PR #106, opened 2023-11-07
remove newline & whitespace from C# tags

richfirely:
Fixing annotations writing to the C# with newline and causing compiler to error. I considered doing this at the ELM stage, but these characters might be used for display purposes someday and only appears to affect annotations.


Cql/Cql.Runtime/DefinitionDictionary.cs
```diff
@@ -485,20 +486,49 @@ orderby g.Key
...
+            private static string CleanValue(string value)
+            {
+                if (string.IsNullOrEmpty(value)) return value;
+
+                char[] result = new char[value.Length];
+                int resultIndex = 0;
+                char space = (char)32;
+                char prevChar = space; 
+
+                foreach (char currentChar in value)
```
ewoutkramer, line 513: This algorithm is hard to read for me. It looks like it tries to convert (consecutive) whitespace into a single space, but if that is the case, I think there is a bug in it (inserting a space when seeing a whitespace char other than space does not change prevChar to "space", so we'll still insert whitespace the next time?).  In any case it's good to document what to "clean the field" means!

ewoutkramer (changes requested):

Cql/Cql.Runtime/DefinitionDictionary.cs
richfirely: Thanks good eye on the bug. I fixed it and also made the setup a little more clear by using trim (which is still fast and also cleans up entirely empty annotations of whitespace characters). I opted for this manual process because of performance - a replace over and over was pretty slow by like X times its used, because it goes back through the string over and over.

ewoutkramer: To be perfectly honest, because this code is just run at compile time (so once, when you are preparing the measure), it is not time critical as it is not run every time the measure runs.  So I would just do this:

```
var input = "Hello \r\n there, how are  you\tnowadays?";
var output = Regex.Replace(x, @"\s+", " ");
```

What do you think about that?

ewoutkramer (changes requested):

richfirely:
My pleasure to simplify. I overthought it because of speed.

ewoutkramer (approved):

══════════════════════════════

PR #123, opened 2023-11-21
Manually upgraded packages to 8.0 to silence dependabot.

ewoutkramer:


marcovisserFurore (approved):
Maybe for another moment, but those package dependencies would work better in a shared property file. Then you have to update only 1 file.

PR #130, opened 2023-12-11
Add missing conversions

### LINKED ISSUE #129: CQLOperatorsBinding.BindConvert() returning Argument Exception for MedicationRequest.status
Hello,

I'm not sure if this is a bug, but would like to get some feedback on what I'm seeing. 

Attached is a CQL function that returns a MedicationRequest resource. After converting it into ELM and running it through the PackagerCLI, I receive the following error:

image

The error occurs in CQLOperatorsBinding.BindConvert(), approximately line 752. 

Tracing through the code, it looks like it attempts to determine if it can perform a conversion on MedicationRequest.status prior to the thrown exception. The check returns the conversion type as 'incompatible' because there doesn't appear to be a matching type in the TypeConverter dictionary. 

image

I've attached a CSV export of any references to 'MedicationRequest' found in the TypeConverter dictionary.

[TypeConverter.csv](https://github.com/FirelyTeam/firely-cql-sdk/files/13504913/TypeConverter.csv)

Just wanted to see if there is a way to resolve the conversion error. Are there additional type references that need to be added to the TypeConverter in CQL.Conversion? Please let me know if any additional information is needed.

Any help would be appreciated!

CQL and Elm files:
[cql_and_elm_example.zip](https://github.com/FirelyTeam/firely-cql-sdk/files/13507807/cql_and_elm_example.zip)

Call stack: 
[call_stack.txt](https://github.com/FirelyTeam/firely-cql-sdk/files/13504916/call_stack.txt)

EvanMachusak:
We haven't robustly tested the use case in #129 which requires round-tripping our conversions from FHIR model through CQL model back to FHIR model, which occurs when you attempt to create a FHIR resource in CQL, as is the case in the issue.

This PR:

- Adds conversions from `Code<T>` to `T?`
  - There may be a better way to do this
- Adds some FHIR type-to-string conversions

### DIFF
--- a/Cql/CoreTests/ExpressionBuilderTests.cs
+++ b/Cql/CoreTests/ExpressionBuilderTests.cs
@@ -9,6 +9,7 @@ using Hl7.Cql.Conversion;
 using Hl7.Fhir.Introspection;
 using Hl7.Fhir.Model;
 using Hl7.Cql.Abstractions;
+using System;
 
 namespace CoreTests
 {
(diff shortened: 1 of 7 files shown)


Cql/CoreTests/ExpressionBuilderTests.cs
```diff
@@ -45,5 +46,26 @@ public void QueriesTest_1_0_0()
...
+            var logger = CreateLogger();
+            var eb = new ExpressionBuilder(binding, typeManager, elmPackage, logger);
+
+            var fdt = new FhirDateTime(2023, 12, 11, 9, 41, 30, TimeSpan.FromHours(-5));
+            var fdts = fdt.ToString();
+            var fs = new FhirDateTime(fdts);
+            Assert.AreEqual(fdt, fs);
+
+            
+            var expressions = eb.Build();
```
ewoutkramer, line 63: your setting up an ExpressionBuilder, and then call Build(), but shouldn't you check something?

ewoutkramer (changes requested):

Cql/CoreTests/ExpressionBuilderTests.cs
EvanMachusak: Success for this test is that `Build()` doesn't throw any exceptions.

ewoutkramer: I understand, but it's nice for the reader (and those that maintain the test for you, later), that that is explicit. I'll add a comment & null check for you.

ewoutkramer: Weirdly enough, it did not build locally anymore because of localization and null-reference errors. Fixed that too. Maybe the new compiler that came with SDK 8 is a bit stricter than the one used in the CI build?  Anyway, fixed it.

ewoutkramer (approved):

══════════════════════════════

=== DIRECTIONS FOR THIS TASK ===
Copy each line of the data that contains the word "still", leaving the other lines out.

=== SOLUTION TO THE EXERCISE ===
ewoutkramer, line 513: This algorithm is hard to read for me. It looks like it tries to convert (consecutive) whitespace into a single space, but if that is the case, I think there is a bug in it (inserting a space when seeing a whitespace char other than space does not change prevChar to "space", so we'll still insert whitespace the next time?).  In any case it's good to document what to "clean the field" means!
richfirely: Thanks good eye on the bug. I fixed it and also made the setup a little more clear by using trim (which is still fast and also cleans up entirely empty annotations of whitespace characters). I opted for this manual process because of performance - a replace over and over was pretty slow by like X times its used, because it goes back through the string over and over.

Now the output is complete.